Они закрыли дверь ангара на ключ и двинулись обратно в сторону поселка. Ветер вздымал над улицей клубы пыли, и ее оранжево-красный цвет смешивался с остальными вечерними красками. Еще несколько часов — и проснется местная фауна.

Элизабет и раньше уже замечала, что с наступлением ночи в пустыне начинается своя жизнь. В темноте раздавались шорохи, царапанье, резкие крики ночных хищных птиц, настигших добычу. Ночь была временем хищников.

— Кто это, ящерица? — спросила Карен.

Длинное гибкое существо проворно взобралось по стене и исчезло под крышей.

— Да, — ответила Элизабет.

Они обе шли впереди, на некотором расстоянии от остальных.

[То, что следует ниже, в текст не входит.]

Issue #258, opened 2017-10-26
Apply agreed project structure


warpech:
The project structure does not adhere to our own guidelines presented at https://docs.starcounter.io/cookbook/project-structure/

What I mean:

- folder `src/WebsiteEditor/wwwroot/WebsiteEditor/viewmodels` should be renamed to `views`
- perhaps something else? (please check)

This is low prio.

PatrykSzwer:
Closing as done.

warpech:
Setting as “Finished” because it is:
- released (with release notes) https://github.com/Starcounter/Website/releases/tag/4.1.0

PR #277, opened 2017-11-17
Apply correct folder structure

PatrykSzwer:
for #258

I couldn't find any other mistakes than viewmodels -> views folder name. If You find out that there are some other issues, please let me know.


un-tone:
I found the following:

1. I guess we don't have to have these files https://github.com/Starcounter/Website/tree/master/src/WebsiteEditor/Models

1. Maybe it is not exactly for this GH issue, but this file should be moved https://github.com/Starcounter/Website/blob/master/src/WebsiteEditor/wwwroot/WebsiteEditor/css/holygrail.css because this file is not accessible in the case when WebsiteEditor is not running.

1. https://github.com/Starcounter/Website/blob/master/src/WebsiteEditor/wwwroot/WebsiteEditor/images/cog.svg can be removed since it is not used.

1. The folder `sys` should be removed from the WebsiteEditor project (I mean only from WebsiteEditor.csproj) https://github.com/Starcounter/Website/blob/4543323ba452af1af193cc796e657417d9d54555/src/WebsiteEditor/WebsiteEditor.csproj#L148

1. In the test helper projects there are no "views" directory:
    * https://github.com/Starcounter/Website/tree/master/test/WebsiteProvider_AcceptanceHelperOne/wwwroot/WebsiteProvider_AcceptanceHelperOne
    * https://github.com/Starcounter/Website/tree/master/test/WebsiteProvider_AcceptanceHelperTwo/wwwroot/WebsiteProvider_AcceptanceHelperTwo
Maybe it is not so important but why not.

PatrykSzwer:
> I guess we don't have to have these files /src/WebsiteEditor/Models@master

I have absolutely no idea why those files are there. Why those were even added? Do You know the story behind it?

> Maybe it is not exactly for this GH issue, but this file should be moved /src/WebsiteEditor/wwwroot/WebsiteEditor/css/holygrail.css@master because this file is not accessible in the case when WebsiteEditor is not running.

Let's make this one in another issue. Because we have to add new composition for this etc.

un-tone:
> I have absolutely no idea why those files are there. Why those were even added? Do You know the story behind it?

It seems that these files just left forgotten after moving into Simplified

un-tone:
> Let's make this one in another issue. Because we have to update composition for this etc.

Created #278

PatrykSzwer:
I think I've covered all of your points.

— Первый раз увидела тут живое существо собственными глазами, — сказала Карен. — Иногда кажется, что эта пустыня на Луне.

— Потому что мы всегда выходили на улицу днем. В это время почти никого и не увидишь, разве что ящериц и змей. У них холодная кровь, и они выдерживают здешние перепады температуры. Правда, чтобы поддерживать свой организм в хорошем состоянии, им приходится постоянно переползать из тени на солнце, и наоборот.

Карен с любопытством взглянула на нее.

— Ты где-нибудь училась?

Элизабет пожала плечами.

— Да, проучилась несколько семестров в институте.

— А почему не стала продолжать?

— Появился муж, потом дети. Стало не до того.

— Тебе повезло.

Элизабет недоверчиво покосилась на нее, но Карен, судя по всему, говорила искренне.

— Я о детях, — пояснила та. — Сама я не могу их иметь.

— О…

— Ну, у меня все равно не было бы времени ими заниматься.

Какое-то время они шли молча. Позади о чем-то спорили Камерон и Сесил. Перл шла по другой стороне улицы.

— Хочешь, расскажу, как мы познакомились? — спросила Карен с нарочитой небрежностью и, увидев непонимающий взгляд Элизабет, пояснила: — С Томасом.

— Я… да.

— Ну, сначала они познакомились с моим отцом. Две сильные натуры, два упрямца. Они сразу поладили. — На ее губах появилась легкая, слегка горькая улыбка. — Я была единственной дочерью отца. Думаю, Томас чем-то напоминал ему сына, которого он всегда хотел иметь. Когда они встретились, мне было всего тринадцать. Томасу — двадцать четыре. Отец был завкафедрой медицинского факультета в Калифорнийском университете. Томас — его учеником, одним из самых блестящих. Что казалось довольно странным — он выходец из негритянского гетто. В детстве он входил в одну из подростковых банд. Моя семья взяла его под крыло.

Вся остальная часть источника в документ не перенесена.